Tell No One is carefully paced, grounded in character and driven by a distinctly Hitchcockian sympathy for its Everyman protagonist, Alexandre Beck, nicely played by François Cluzet as a ragged echo of the confident, comfortable man we meet in the film’s opening sequence.

After eight years of mourning his wife’s murder – he still visits his former in-laws on the anniversary of her death – Alexandre is edging back toward a normal life. That’s when a mysterious e-mail leads him to a surveillance video clip of a woman who looks just like his late wife, Margot (Marie-Josée Croze), sending him spiralling into a frantic, terrified search for more information.

Was that really Margot?

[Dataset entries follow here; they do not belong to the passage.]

PR #4286, opened 2025-10-15
feat: Add the ability to fetch remote licenses for pnpm-lock.yaml files

timols:
# Description

Extending https://github.com/anchore/syft/pull/2708 to also be able to retrieve remote licenses from pnpm-lock.yaml.

## Type of change

# Checklist:

### DIFF
--- a/syft/pkg/cataloger/javascript/package.go
+++ b/syft/pkg/cataloger/javascript/package.go
@@ -173,7 +173,6 @@ func newPnpmPackage(ctx context.Context, cfg CatalogerConfig, resolver file.Reso
 		if err != nil {
 			log.Debugf("unable to extract licenses from javascript pnpm-lock.yaml for package %s:%s: %+v", name, version, err)
 		}
-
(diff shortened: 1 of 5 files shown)


kzantow:
This looks great but I don't see that the remote license functionality is well tested. Would it make sense to add a test like [the yarn cataloging](https://github.com/anchore/syft/blob/e923db2a94343ff8ed86b296dbd1e98bea7a955b/syft/pkg/cataloger/javascript/parse_yarn_lock_test.go#L238-L277)? Maybe I've missed some tests, but it would be great to have a little more confidence there, to me.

Who sent the e-mail? And what does this have to do with the discovery of two male corpses near the remote spot where Margot was attacked? Canet steers the action from one revelation to the next with a steady hand, doling out plot points only when absolutely necessary and letting others dangle, tantalizingly, until the very last minute.

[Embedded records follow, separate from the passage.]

PR #4289, opened 2025-10-15
Remove duplicate image source providers

Rupikz:
# Description

Remove duplicate image source providers if the DefaultImagePullSource parameter is set.

Details:
1) Move getProviders() logic from source config builder
2) Fixes combining providers `base.Join(def...).Join(pull...)` previously "pull" continued to contain "def"

## Type of change

# Checklist:

### DIFF
--- a/syft/get_source_config.go
+++ b/syft/get_source_config.go
@@ -2,7 +2,9 @@ package syft
 
 import (
 	"crypto"
+	"fmt"
 
+	"github.com/anchore/go-collections"
 	"github.com/anchore/stereoscope/pkg/image"
 	"github.com/anchore/syft/syft/source"
 	"github.com/anchore/syft/syft/source/sourceproviders"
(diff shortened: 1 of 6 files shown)


syft/get_source_config.go
```diff
@@ -61,29 +59,6 @@ func (c *GetSourceConfig) WithDefaultImagePullSource(defaultImagePullSource stri
...
-
-	// if the "default image pull source" is set, we move this as the first pull source
-	if c.DefaultImagePullSource != "" {
-		base := providers.Remove(sourceproviders.PullTag)
-		pull := providers.Select(sourceproviders.PullTag)
-		def := pull.Select(c.DefaultImagePullSource)
-		if len(def) == 0 {
-			return nil, fmt.Errorf("invalid DefaultImagePullSource: %s; available values are: %v", c.DefaultImagePullSource, pull.Tags())
-		}
-		providers = base.Join(def...).Join(pull...)
```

He’s also recruited every interesting actor living in France to fill out his cast. That’s Lady Chatterley’s Marina Hands as Alex’s confused sister, and Nathalie Baye as his lawyer. Philippe Lefebvre (who co-scripted with Canet) and François Berléand turn up as detectives developing opposing theories regarding Margot’s murder. A perfectly fluent Kristin Scott Thomas blends into the cast as Alex’s closest friend. The estimable Jean Rochefort and André Dussollier have small, key roles, and Canet himself appears briefly as Rochefort’s son.

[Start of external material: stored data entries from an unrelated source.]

PR #4294, opened 2025-10-16
fix: return PanicErrors

kzantow:
# Description

This PR updates the `go-sync` library to return panics as errors during concurrent calls, and adds an option to loudly log, but not fail on errors. This option will allow users to opt in to behavior in their CI environment, for example, that errors including panics will not cause the process to return nonzero, but instead only be _error_ logged.

## Type of change

- [x] Feature

# Checklist:

TODO:
- [ ] configuration to continue in the event of a non-unknown error bubbling up to the top with `--continue-on-error` or similar

### DIFF
--- a/syft/pkg/cataloger/generic/cataloger_test.go
+++ b/syft/pkg/cataloger/generic/cataloger_test.go
@@ -183,9 +183,9 @@ func TestClosesFileOnParserPanic(t *testing.T) {
 		upstreamCataloger: "unit-test-cataloger",
 	}
 
-	assert.PanicsWithValue(t, "panic!", func() {
-		_, _, _ = c.Catalog(ctx, resolver)
-	})
+	_, _, err := c.Catalog(ctx, resolver)
+	require.Error(t, err)
+	require.ErrorContains(t, err, "panic!")
 	require.True(t, spy.closed)
 }
 


internal/unknown/coordinate_error.go
```diff
@@ -184,18 +185,25 @@ func visitErrors(err error, fn func(error) error) error {
 		// errors.Join omits nil errors and will return nil if all passed errors are nil
 		return errors.Join(out...)
 	}
+	// handle PanicErrors directly, since these are wrapped errors
+	if e, ok := err.(sync.PanicError); ok {
```
wagoodman, line 189: nit: why not `errors.As`?

internal/unknown/coordinate_error.go
```diff
@@ -184,18 +185,25 @@ func visitErrors(err error, fn func(error) error) error {
...
 		wrapped := e.Unwrap()
-		got := visitErrors(wrapped, fn)
-		if got == nil {
-			return nil
-		}
-		if wrapped.Error() != got.Error() {
-			prefix := strings.TrimSuffix(err.Error(), wrapped.Error())
-			return fmt.Errorf("%s%w", prefix, got)
+		// if there is not a wrapped error, fall through to visit the error directly
+		if wrapped != nil {
```
wagoodman, line 196: nit / non-blocking: this would be a little more readable with a guard clause instead of wrapping  (e.g. instead do `if wrapped == nil { return nil}` ahead of the remaining logic.)

wagoodman (approved):

internal/unknown/coordinate_error.go
kzantow: This function recursively unwraps errors, it doesn't need to let errors.As also do this

internal/unknown/coordinate_error.go
kzantow: It's a little different behavior than this -- if wrapped is nil, it continues to visit the container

So, to reiterate: Solid thriller, straight to video. Happens more often than you’d think. But things have changed since January. For one thing, the film opened in New York and Los Angeles over the summer and became the art-house sleeper hit of the season.

Right around that time, Seville Pictures was acquired by Entertainment One, which ended its DVD distribution deal with Warner. Though the old Warner discs can still be found in stores, and on rental shelves, Tell No One won’t technically be available on DVD in Canada again until November 25, when it’s reissued by Entertainment One.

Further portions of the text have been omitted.